--- START ---
PR #3098, opened 2026-06-09
fix(springboot): validate trailing slash redirect target

hauptmedia:
## Summary
- Backports OrqueIO commit https://github.com/OrqueIO/OrqueIO/commit/5f12e717c13fa4b8638b758f7c2f345b16dd67d6 to harden `AppendTrailingSlashFilter`.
--- END ---
EXERCISE BRIEF:
Copy out exactly, and only, the lines from the one that contains "fix(springboot): validate trailing" through the last line of the material above.

RESPONSE TO THIS TASK:
fix(springboot): validate trailing slash redirect target

hauptmedia:
## Summary
- Backports OrqueIO commit https://github.com/OrqueIO/OrqueIO/commit/5f12e717c13fa4b8638b758f7c2f345b16dd67d6 to harden `AppendTrailingSlashFilter`.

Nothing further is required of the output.